Description
Background: We recently tried making use of inactivity-cop by setting it to 300s instead of the default one-day setting. This was to address an issue where, under heavy load, ATS would become un-responsive to client requests, and the condition would persist after traffic was stopped with the active queue saying 0 connections but 'netstat -na' showing a bunch of established connections (up to the throttle limit approximately).
Inactivity cop seemed to help ATS handle this situation, but we have since experienced a couple of core dumps over the last four day period. It seems occasionally the Log Collation Client State Machine will have event value 105 or VC_EVENT_INACTIVITY_TIMEOUT, but when it reaches read_signal_and_update() it tries to call the continuation handler which down the line does not know about this event thus causing core dump !"unexpcted state" [sic].
Here is the back-trace –
(gdb) bt
#0 0x00002b67cd5405f7 in raise () from /lib64/libc.so.6
#1 0x00002b67cd541e28 in abort () from /lib64/libc.so.6
#2 0x00002b67cb032921 in ink_die_die_die () at ink_error.cc:43
#3 0x00002b67cb0329da in ink_fatal_va (fmt=0x2b67cb0442dc "%s:%d: failed assert `%s`", ap=0x7ffc690e7ba8) at ink_error.cc:65
#4 0x00002b67cb032a79 in ink_fatal (message_format=0x2b67cb0442dc "%s:%d: failed assert `%s`") at ink_error.cc:73
#5 0x00002b67cb0305a6 in _ink_assert (expression=0x7fb422 "!\"unexpcted state\"", file=0x7fb35b "LogCollationClientSM.cc",
line=445) at ink_assert.cc:37
#6 0x000000000069c86b in LogCollationClientSM::client_idle (this=0x2b681400bb00, event=105) at LogCollationClientSM.cc:445
#7 0x000000000069b427 in LogCollationClientSM::client_handler (this=0x2b681400bb00, event=105, data=0x2b680c017020)
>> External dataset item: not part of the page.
PR #285, opened 2023-11-21
Allow turning around while crouched

### LINKED ISSUE #284: Not being able to turn around while crouched feels sluggish
Excuse the title, I couldn't come up with something better.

at LogCollationClientSM.cc:119
#8 0x0000000000502cc6 in Continuation::handleEvent (this=0x2b681400bb00, event=105, data=0x2b680c017020)
at ../iocore/eventsystem/I_Continuation.h:153
#9 0x0000000000783d40 in read_signal_and_update (event=105, vc=0x2b680c016f00) at UnixNetVConnection.cc:150
#10 0x0000000000787a22 in UnixNetVConnection::mainEvent (this=0x2b680c016f00, event=1, e=0x127ad60) at UnixNetVConnection.cc:1188
#11 0x0000000000502cc6 in Continuation::handleEvent (this=0x2b680c016f00, event=1, data=0x127ad60)
at ../iocore/eventsystem/I_Continuation.h:153
#12 0x000000000077d943 in InactivityCop::check_inactivity (this=0x1209a00, event=2, e=0x127ad60) at UnixNet.cc:102
#13 0x0000000000502cc6 in Continuation::handleEvent (this=0x1209a00, event=2, data=0x127ad60)
at ../iocore/eventsystem/I_Continuation.h:153
#14 0x00000000007a5df6 in EThread::process_event (this=0x2b67cf7bb010, e=0x127ad60, calling_code=2) at UnixEThread.cc:128
#15 0x00000000007a61f5 in EThread::execute (this=0x2b67cf7bb010) at UnixEThread.cc:207
#16 0x0000000000534430 in main (argv=0x7ffc690e82e8) at Main.cc:1918
I believe it takes a wrong turn here –
#9 0x0000000000783d40 in read_signal_and_update (event=105, vc=0x2b680c016f00) at UnixNetVConnection.cc:150
150 vc->read.vio._cont->handleEvent(event, &vc->read.vio);
(gdb) list
145 static inline int
146 read_signal_and_update(int event, UnixNetVConnection *vc)
147 {
148 vc->recursion++;
149 if (vc->read.vio._cont)
else {
152 switch (event)
Note: I understand that there were several issues related to TS-3196 concerning inactivity_cop and this section of code.